= Lakota mythology =

Lakota mythology is the body of sacred stories that belong to the Lakota people, also known as the Teton Sioux.

==Overview==

The Lakota believe that everything has a spirit; including trees, rocks, rivers, and almost every natural being. This therefore leads to the belief in the existence of an afterlife.

==Creation==
According to Lakota belief, Inyan (Rock), was present at the very beginning, and so was the omnipresent spirit Wakan Tanka, the Great Mystery, and the darkness Han. Inyan wanted to exercise his powers, or compassion, so he created Maka (the Earth) as part of himself to keep control of his powers. But he sacrificed much of his blood by doing so, which became water, and he shriveled up, became hard, and began losing his powers. The water could not retain his powers, and Skan was created. Maka complains to Inyan that everything is cold and dark, and so he creates Anpo, the Dawn. As Anpo's red light was not enough for Maka, Inyan creates Wi, the Sun.
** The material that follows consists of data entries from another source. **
Issue #261, opened 2017-09-06
Error handling when PR not found


panjan:
Hi,

When you run `pronto run -f github_pr` and [`Pronto::GitHub#pull`](https://github.com/prontolabs/pronto/blob/master/lib/pronto/github.rb#L90) returns `nil` (e.g. because you're on the wrong branch), the code execution continues. As a result, the following request to GitHub API fails with `404 Not Found` because the request goes to `/repos/{company}/{repo}/pulls/comments` instead of `/repos/{company}/{repo}/pulls/{id}/comments`.

This situation occured in our CI build and it took me quite some time until I figured what was the source of the problem. IMHO it would be useful if, after not finding the PR, the program failed gracefully and gave an informative error message.

I'll be happy to submit a PR. Please let me know if you'd accept it.

mknapik:
So the use case is: `PULL_REQUEST_ID` env var is not set, branch exists both locally and remotely but no PR is submitted for that branch?
Returning informative message sounds reasonable to me.

panjan:
OK, I have a PR for this. Would be grateful for a review. Thanks! 🙏

ashkulz:
Mass-closure of old issues more than 4 years old, please reopen and/or comment if this is still valid.

PR #269, opened 2017-09-30
Raise error when Github PR not found

panjan:
related: #261

### DIFF
--- a/spec/pronto/github_spec.rb
+++ b/spec/pronto/github_spec.rb
@@ -46,11 +46,6 @@ module Pronto
       context 'three requests for same comments' do
         specify do
           Octokit::Client.any_instance
-            .should_receive(:pull_requests)
-            .once
-            .and_return([])
-
-          Octokit::Client.any_instance
             .should_receive(:pull_comments)
             .with('prontolabs/pronto', 10)
             .once
@@ -66,6 +61,8 @@ module Pronto
 
       context 'pull request does not exist' do
         specify do
+          ENV['PRONTO_PULL_REQUEST_ID'] = 'foo'
+
           Octokit::Client.any_instance
             .should_receive(:pull_comments)
             .and_raise(Octokit::NotFound)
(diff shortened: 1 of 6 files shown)


doomspork:
@panjan this looks like a good start but the build is not passing, could you pick that up first?

spec/pronto/github_spec.rb
```diff
@@ -66,6 +61,8 @@ module Pronto
 
       context 'pull request does not exist' do
         specify do
+          ENV['PRONTO_PULL_REQUEST_ID'] = 'foo'
```
mknapik: I think the tests should not mutate global state to avoid random failures dependent on test order.
I'd either cache the old result:

```ruby
let(:old_env_var) { ENV['PRONTO_PULL_REQUEST_ID'] }
let(:env_var) { 'foo' }
before(:each) do
  old_env_var
  ENV['PRONTO_PULL_REQUEST_ID'] = env_var
end
after(:each) do
  ENV['PRONTO_PULL_REQUEST_ID'] = old_env_var
end
```

or use stubs:

```ruby
allow(ENV).to receive(:[]).with('PRONTO_PULL_REQUEST_ID').and_return('foo')
allow(ENV).to receive(:fetch) ....
```

panjan: Used stubs like so: `ENV.stub(:[]).with('PRONTO_PULL_REQUEST_ID').and_return(10)`

Couldn't use `allow` as the "should syntax" is configured. 

Also had to stub other calls to `ENV` using `ENV.stub(:[])`. That's because ENV is called like 25 times in [Pronto::Config](https://github.com/prontolabs/pronto/blob/master/lib/pronto/config.rb#L10). This leads me to an idea: Wouldn't it be better to create method `Pronto::Config#pronto_pull_request_id` and use and stub that?

doomspork:
@prontolabs/core any final thoughts on this?

Schwad:
@mmozuras @mknapik looks like things are passing over here, any other needed tweaks or is this ready for rollout? :)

Maka now wanted to be separate from Inyan, so she appealed to Skan, who is now the supreme judge of the universe. Skan then rules that Maka must stay bound to Inyan, which is why rocks are bound to soil. In another version, when Inyan created Maka, she taunted him for his impotence. Inyan appealed to Skan, and Skan banished Han to be under Maka. When Maka complained that she was too cold, Skan created Anpo and Wi to provide light and heat, and when Maka complained that she was too hot, Skan ordered that Han and Anpo to follow each other around the world, thus creating day and night.

==Notable tales==

One story from Lakota mythology is about the adventures of Ikto'mi (viewed as a hybrid of spider and man), the trickster spider god. He is very cunning, and is known for making predictions. Born full grown and had the body like a spider. In stories that involve Iktomi, he is usually the one that prevails since he is said to be wise and cunning.

Another was about the slaying of Unhcegila, a serpent monster who wreaked havoc upon the land and devoured or killed whoever who stumbles upon her. Many warriors sought to kill her to obtain a red crystal in a seventh spot on her head which functioned as her heart, as it grants its bearer great power.

In one version, Unhcegila ate the family of a warrior from the Bear Clan. The warrior was told by a Weasel spirit that if he were to be devoured by Unhcegila, he could use his knife to cut his way out and free the other victims, which he did.

In another version, Unhcegila was killed by two brothers, one of whom was blind, after a medicine woman gave them several arrows. Some accounts add that the arrows did not entirely kill Unhcegila, but injured her so greatly, that she damaged the land as she writhed in pain. When she died, the Sun dried her remains, resulting in the rock formations and skeletons that are found in the Badlands (Makȟóšiča).

In a third version, Unhcegila emerged from the primordial waters to flood the land. The resulting devastation angered Wakinyan, the Thunderbird, so he flapped his wings to dry the land, and shot lightning to destroy her heart, killing her. Her bones were scattered throughout the land.

==Afterlife==

The Lakota people believe that after death, the deceased person's soul will go to the happy hunting ground, a realm that resembles the world of the living, but with better weather, and more plentiful animals that are easier to hunt than they are in the world of the living.

However, some accounts mention that the Sky-Road (Milky Way) is the destination of the deceased, but every deceased soul must present the proper tattoos to an old woman, Hihankara, the Owl-Maker. She will admit those who have the proper tattoos, but those who do not have the tattoos will be pushed to Earth to wander as ghosts.